La vie de chaque héroïne est relatée en deux ou trois pages accompagnées d’un très beau portrait, une peinture subtile réalisée par François Roca qui leur donne à toutes une allure différente et une parenté : elles ont superbes. Hélène, Andromaque, Pénélope, Euryclée (représentée, comme Pénélope, dans sa belle jeunesse), Antigone, Ariane, Antiopé (l’amazone), Médée, Alceste, Electre, toutes ont une belle prestance, fière, douce, rêveuse, selon l’histoire racontée. Leurs vies sont bien résumées, y compris celle de Médée, qui révèle la finesse et l’intelligence de l’auteure qui parvient à tout dire sans édulcorer ni condamner.
C’est une belle « galerie » d’images attachantes pour s’initier à une partie de la mythologie.

De 0 à dix

De 0 à dix
Christian Demilly, Alice de Nussy
Grasset jeunesse, 2023

Jeux de maths en ronds

Par Anne-Marie Mercier

C’est un petit livre à compter qui fonctionne comme bien d’autres : chaque double page présente un chiffre avec le mot qui le désigne, dans l’ordre croissant, « de zéro à dix ». Mais il propose quelques petits éléments supplémentaires.

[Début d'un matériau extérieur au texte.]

Issue #1616, opened 2019-03-06
[v6][GraphQL] Nullable types are still required


murbanowicz:
Even if you take the example 23 on v6 which is using classes first approach with `type-graphql` it does not work.
`description` field is always required and it is not possible to not pass it.
Looks like either `ValidationPipe` issue or the connection between Nest and `type-graphql`

kamilmysliwiec:
Please, provide a minimal repository which reproduces your issue.

murbanowicz:
Just take: https://github.com/nestjs/nest/tree/6.0.0-next/sample/23-type-graphql
You will not be able to send a request without description.

Sacro:
It's missing `@Optional()` from `class-validator`

kamilmysliwiec:
@murbanowicz Nest uses `type-graphql` to generate GraphQL schema but still remains platform-agnostic in terms of the validation technology that you want to use. Hence, we don't apply `class-validator` metadata automatically based on the `@Field` properties - you have to add `@Optional()` manually.

murbanowicz:
@kamilmysliwiec I've created quick PR to fix it in samples so others won't have to figure it out by themselves.
@Sacro thanks, but it is called `isOptional` to be precise, but anyway thanks for the help!

19majkel94:
@murbanowicz @kamilmysliwiec 
You don't have to pollute the declarations with `@IsOptional()` or `@IsString()` as it's handled by GraphQL runtime itself (types and nullability).

All that has to be done is to set `skipMissingProperties` to `true` in the validation pipe. That's what TypeGraphQL is internally doing:
https://github.com/19majkel94/type-graphql/blob/afe2b94b93fc822e9a66f98db30fcc8f0ce3fca4/src/resolvers/validate-arg.ts#L20-L22

PR #1624, opened 2019-03-08
Add missing isOptional() on optional field in Sample-23

murbanowicz:
It is a simple improvement of the sample-23.

As discussed in #1616, there should be `isOptional()` decorator so GraphQL and ClassValidator validations will be in line.


kamilmysliwiec:
Thanks!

Au bas de chaque page on voit une ligne de ronds, au nombre de dix, qui permet de se repérer dans la suite : s’ils sont tous blancs avec le zéro, ils prennent des couleurs au fil des pages, le 1 avec un rond rouge, le 2 avec le rond rouge suivi d’un rond orange, le 3 avec les deux précédents suivis d’un rond orange, etc. Cela permet de faire discrètement un sort au zéro, qui ne « compte pas ».
Aux notions de quantité s’ajoutent des notions d’espace inscrites dans différents cercles colorés : près/ loin, en haut/ en bas , dernier/ avant-dernier, et cela jusqu’au neuf où tout explose avant de revenir à l’unité avec des cercles concentrique : 10 = ensemble… C’est joliment fait et bien pensé. Reste à savoir si l’abstraction aide mieux à compter que les empilements de lapins, carottes, etc.

Mes Saisons

Mes Saisons
Bernadette Gervais
Les grandes personnes, 2023

Entre photos et pochoirs

Par Hélène Davoine

Avec cet imagier Bernadette Gervais nous invite à savourer avec elle ce qu’elle désigne, avec son titre, comme « ses » saisons et c’est bien à un parcours personnel que nous sommes invités : les saisons apparaissent photographiées en noir et blanc ou dessinées avec force détails et couleurs. Quand on observe ces animaux, ces plantes, ces champignons, on a l’impression de la suivre en balade. En cheminant, elle prend en photo ou dessine ce qu’elle croise sur sa route : des bourgeons, des insectes jaunes et noirs, des champignons, des araignées, des feuilles.
Les pages se suivent et ne se ressemblent pas. On regarde la terre et ses traces d’animaux. On regarde le ciel, ses nuages et la voie lactée. Une photo du brouillard suit le dessin d’un cerf et d’une biche et on se surprend à les chercher dans la brume. Les sujets sont parfois rapprochés parce qu’ils se ressemblent, par leur nom ou par leur aspect. La photo des graminées est striée comme l’est le dessin du cirrostratus de la page d’en face. Le chardon a pour voisin le chardonneret. On suit son parcours mental à travers les images et son cheminement dans la nature. On se laisse entraîner, on repense à nos propres marches champêtres, on admire ses photos et ses illustrations. Rarement, imagier n’aura été aussi propice à la rêverie.
La dernière image du livre représente deux traces de pas dans la neige et cette seule image résume très bien cet ouvrage : une belle invitation au voyage.